29 Mar 2019
Among the objects and furniture bequeathed to the College in 1943 by Lady Bland-Sutton, widow of the former president Sir John Bland-Sutton (1855-1936), were these two heavy, brass chimpanzees, bookends given to Bland-Sutton by his good friend, the writer, poet and journalist Rudyard Kipling (1865-1936). On the base of one of the chimpanzees is the note: “Presented to Sir John Bland-Sutton by Rudyard Kipling”.
It is not known when the two men first met, but as early as 1908 Kipling gave a speech at the Middlesex Hospital at the request of Bland-Sutton, then a senior surgeon at the hospital. Kipling had been interested in medicine since at least his teens. His sister, Trix, remembered him toying with the idea of becoming a doctor:
…for a while, Ruddy had a fancy to be a doctor; I think he regarded it from the noble point of view as an ideal profession. But a wise friend of our aunt’s took him to a post-mortem. Ruddy never described it to me; all he said was “Oh, Infant…I believe I threw up my immortal soul.” He threw up anyway the idea of doctoring.

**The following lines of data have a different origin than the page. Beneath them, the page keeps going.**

PR #1811, opened 2025-03-11
feat(flags): Add version info to $feature_flag_called request

haacked:
This PR adds `/decide?v=4` support to `posthog-js`. What we get with this support are the following:

## A new `getFeatureFlagDetails(key)` method

This returns the full details of a feature flag. For example:

```json
{
    "beta-feature-flag": {
    "key": "beta-feature-flag",
    "enabled": true,
    "variant": "variant-3",
    "reason": {
        "code": "condition_match",
        "condition_index": 0,
        "description": null
    },
    "metadata": {
        "id": 8,
        "payload": "{\"paylod\": \"3\"}",
        "version": 19,
        "description": ""
    }
}
```

This includes an evaluation `reason`. It also includes `metadata` such as the db id of the flag and its version.

There's also the corresponding `getFlagsWithDetails()` method to get all the flag details.

## Updates to the `$feature_flag_called` event

When capturing the `$feature_flag_called` event, additional information are now captured:

1. `$feature_flag_version`: The version of the feature flag.
2. `$feature_flag_id`: The database id of the flag. A flag can be deleted and recreated with the same key, so this helps us determine if that's the case.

When Kipling finally settled in London, several of his wide circle of friends and acquaintances were physicians and surgeons. In contrast, for Bland-Sutton the friendship with Kipling may have been especially valuable since, according to his fellow surgeon Victor Bonney, “…there was a certain aloofness about him and he had very few intimate friends”.

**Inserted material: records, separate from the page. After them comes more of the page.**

PR #1812, opened 2025-03-12
chore: add new question index to id map

lucasheriques:
## Changes

add a new map from question index to its ID to help build queries from just the survey event, without relying on hardcoded ids

## Checklist

### DIFF
--- a/src/extensions/surveys/surveys-utils.tsx
+++ b/src/extensions/surveys/surveys-utils.tsx
@@ -34,6 +34,16 @@ export function getSurveyResponseKey(questionId: string) {
     return `$survey_response_${questionId}`
 }
 
+function getSurveyIndexToIdMap(survey: Survey) {
+    return survey.questions.reduce<Record<number, string>>((acc, question, index) => {
+        if (!question.id) {
+            return acc
+        }
+        acc[index] = getSurveyResponseKey(question.id)
+        return acc
+    }, {})
+}
+
 export const style = (appearance: SurveyAppearance | null) => {
     const positions = {
         left: 'left: 30px;',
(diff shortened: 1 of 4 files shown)


src/extensions/surveys/surveys-utils.tsx
```diff
@@ -34,6 +34,16 @@ export function getSurveyResponseKey(questionId: string) {
     return `$survey_response_${questionId}`
 }
 
+function getSurveyIndexToIdMap(survey: Survey) {
+    return survey.questions.reduce<Record<number, string>>((acc, question, index) => {
```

The writer and the surgeon regularly dined together and Bland-Sutton was often a guest at Bateman’s, Kipling’s Sussex home. Their close friendship was immortalised in print several times. Kipling drew on Bland-Sutton for the character of Sir James Belton, head of St Peggotty’s Hospital in his short story ‘The tender Achilles’ (1929). He also wrote a playful preamble to Bland-Sutton’s autobiography The story of a surgeon (1930), which he had encouraged his friend to write. Kipling, on the other hand, appears several times in Bland-Sutton’s book – as his patient, under his care in 1922; discussing gizzards at Bateman’s at a Boxing Day lunch in 1917; relating a story of a frog gobbled up by a grass snake, miraculously released when the snake was killed by the Kiplings’ gardener.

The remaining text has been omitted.